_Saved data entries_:
"""
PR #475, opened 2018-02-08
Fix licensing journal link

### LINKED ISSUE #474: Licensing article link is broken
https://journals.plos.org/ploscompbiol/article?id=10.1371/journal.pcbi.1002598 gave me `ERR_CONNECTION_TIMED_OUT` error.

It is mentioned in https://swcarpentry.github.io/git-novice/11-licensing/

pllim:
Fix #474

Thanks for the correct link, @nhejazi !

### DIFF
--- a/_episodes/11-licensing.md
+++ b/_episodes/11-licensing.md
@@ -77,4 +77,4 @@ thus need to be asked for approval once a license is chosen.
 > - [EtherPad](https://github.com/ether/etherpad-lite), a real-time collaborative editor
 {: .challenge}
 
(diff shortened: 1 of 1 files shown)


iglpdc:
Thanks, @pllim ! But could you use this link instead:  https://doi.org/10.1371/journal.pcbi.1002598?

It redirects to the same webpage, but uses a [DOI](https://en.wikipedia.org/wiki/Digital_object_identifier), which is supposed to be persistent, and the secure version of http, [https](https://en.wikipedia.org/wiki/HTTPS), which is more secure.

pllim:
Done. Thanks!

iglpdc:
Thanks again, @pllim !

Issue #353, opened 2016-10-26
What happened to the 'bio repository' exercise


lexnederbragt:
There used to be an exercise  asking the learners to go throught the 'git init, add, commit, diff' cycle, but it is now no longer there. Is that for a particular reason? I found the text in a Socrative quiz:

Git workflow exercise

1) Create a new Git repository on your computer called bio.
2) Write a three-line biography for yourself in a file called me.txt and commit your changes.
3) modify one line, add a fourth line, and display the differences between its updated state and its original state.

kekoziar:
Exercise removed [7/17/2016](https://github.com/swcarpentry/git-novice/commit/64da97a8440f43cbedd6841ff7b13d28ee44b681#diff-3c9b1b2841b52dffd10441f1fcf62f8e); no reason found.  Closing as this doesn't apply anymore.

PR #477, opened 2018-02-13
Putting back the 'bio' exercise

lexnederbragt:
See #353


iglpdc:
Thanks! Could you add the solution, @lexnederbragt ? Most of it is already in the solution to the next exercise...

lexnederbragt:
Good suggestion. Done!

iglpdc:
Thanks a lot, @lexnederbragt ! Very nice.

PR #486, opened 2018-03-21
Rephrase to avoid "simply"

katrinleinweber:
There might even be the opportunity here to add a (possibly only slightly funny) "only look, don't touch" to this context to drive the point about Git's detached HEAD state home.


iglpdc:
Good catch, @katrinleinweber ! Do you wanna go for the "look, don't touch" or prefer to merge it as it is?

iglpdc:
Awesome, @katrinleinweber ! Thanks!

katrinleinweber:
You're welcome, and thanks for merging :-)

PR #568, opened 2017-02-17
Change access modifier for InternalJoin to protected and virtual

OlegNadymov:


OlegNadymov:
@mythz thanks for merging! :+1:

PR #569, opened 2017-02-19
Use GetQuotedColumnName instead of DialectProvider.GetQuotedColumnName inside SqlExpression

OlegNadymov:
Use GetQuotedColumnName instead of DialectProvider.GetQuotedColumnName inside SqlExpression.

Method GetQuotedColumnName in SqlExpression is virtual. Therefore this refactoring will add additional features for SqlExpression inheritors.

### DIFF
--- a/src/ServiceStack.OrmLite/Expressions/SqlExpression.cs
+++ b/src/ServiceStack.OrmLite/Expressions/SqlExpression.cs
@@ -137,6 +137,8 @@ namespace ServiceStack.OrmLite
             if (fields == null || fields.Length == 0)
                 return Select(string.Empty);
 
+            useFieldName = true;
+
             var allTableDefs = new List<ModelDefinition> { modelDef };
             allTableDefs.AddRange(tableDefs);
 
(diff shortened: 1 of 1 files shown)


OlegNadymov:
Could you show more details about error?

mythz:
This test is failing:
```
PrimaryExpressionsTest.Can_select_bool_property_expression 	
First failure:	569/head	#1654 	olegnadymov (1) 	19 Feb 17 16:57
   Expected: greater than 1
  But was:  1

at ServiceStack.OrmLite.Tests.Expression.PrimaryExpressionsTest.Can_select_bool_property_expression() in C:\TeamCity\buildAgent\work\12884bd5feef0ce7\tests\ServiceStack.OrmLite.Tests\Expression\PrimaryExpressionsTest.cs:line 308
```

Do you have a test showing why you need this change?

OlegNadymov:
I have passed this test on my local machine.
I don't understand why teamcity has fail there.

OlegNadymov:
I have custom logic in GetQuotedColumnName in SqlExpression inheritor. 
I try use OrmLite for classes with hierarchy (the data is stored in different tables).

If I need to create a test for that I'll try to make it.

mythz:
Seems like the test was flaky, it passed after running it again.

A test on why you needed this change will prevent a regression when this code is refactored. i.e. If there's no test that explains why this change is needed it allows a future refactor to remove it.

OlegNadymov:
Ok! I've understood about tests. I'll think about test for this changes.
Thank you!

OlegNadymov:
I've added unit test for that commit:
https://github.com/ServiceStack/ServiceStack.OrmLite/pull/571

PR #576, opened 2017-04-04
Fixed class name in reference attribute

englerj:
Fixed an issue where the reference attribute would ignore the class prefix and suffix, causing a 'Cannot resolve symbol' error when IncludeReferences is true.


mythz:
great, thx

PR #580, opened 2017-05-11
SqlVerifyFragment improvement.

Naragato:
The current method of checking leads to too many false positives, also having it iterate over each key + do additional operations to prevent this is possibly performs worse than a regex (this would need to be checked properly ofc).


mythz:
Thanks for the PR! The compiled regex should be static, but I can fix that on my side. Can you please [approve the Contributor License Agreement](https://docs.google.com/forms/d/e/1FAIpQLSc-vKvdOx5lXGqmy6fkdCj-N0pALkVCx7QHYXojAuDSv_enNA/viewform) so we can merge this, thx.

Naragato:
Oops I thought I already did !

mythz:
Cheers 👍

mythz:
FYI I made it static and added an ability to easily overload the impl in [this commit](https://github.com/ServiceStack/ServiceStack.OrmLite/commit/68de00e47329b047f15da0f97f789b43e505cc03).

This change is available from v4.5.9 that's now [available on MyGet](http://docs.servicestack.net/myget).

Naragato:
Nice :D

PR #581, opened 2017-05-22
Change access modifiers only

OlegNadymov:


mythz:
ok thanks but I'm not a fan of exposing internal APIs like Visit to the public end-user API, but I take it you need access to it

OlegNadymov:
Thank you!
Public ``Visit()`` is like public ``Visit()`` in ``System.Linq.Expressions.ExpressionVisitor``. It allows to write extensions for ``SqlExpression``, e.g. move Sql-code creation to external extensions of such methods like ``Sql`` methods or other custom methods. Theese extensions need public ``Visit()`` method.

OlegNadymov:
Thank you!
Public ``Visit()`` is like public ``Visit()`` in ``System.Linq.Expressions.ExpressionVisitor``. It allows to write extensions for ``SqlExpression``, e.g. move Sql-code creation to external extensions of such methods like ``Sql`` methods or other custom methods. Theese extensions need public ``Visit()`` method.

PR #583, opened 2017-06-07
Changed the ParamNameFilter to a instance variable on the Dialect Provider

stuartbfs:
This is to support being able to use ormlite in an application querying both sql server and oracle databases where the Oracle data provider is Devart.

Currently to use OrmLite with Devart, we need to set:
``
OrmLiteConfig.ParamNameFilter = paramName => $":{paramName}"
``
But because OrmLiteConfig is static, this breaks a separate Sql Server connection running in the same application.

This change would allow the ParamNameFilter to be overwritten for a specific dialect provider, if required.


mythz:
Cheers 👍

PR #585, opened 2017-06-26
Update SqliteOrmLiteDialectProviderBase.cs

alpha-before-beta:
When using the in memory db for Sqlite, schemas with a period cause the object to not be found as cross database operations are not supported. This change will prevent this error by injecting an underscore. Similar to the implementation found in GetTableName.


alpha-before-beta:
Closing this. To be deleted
"""
"""
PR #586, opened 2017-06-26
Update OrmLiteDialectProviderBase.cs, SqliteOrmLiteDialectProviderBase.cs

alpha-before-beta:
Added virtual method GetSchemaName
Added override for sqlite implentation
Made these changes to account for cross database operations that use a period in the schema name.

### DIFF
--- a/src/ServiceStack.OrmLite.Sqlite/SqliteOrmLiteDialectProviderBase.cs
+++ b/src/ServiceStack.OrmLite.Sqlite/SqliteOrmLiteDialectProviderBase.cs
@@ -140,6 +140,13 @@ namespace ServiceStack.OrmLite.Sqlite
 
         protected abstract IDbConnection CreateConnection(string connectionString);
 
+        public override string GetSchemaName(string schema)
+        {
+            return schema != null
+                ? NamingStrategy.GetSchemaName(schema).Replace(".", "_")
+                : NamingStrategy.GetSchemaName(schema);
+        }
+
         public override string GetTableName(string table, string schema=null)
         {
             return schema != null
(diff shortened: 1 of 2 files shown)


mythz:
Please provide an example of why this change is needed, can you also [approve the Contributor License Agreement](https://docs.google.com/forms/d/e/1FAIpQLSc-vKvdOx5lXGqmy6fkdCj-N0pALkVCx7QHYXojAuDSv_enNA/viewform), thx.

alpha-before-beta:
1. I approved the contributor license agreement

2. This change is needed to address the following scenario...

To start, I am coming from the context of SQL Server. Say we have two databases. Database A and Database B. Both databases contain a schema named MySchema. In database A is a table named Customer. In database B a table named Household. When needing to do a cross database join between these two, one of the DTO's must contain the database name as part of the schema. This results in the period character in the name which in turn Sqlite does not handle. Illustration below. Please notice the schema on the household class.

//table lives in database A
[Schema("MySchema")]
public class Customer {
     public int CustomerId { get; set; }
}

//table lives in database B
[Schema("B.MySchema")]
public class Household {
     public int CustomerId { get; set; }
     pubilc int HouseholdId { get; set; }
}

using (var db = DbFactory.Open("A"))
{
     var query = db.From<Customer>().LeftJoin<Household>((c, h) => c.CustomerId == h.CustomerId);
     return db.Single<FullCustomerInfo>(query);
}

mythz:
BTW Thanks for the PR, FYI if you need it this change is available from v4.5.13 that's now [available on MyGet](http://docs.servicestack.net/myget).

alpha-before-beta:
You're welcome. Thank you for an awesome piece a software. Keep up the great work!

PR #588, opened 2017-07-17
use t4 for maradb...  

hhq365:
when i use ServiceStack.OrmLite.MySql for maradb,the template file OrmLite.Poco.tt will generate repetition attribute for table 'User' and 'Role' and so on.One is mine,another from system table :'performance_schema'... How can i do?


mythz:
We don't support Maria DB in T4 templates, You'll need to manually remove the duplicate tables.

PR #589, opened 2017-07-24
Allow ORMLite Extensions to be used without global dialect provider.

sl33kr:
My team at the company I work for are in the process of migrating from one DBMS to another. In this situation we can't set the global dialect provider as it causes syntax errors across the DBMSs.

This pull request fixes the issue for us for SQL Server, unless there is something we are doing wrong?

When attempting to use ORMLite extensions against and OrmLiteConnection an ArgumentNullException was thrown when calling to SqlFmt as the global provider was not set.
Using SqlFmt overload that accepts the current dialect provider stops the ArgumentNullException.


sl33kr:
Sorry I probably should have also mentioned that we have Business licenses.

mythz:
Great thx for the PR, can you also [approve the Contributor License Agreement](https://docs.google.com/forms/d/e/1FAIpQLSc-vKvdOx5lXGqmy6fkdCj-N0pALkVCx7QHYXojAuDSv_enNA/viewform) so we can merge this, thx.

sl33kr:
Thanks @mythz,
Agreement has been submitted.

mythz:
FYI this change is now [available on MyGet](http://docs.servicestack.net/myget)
"""
Check each line above for the string "merging" and copy the ones that have it.

You're welcome, and thanks for merging :-)
@mythz thanks for merging! :+1:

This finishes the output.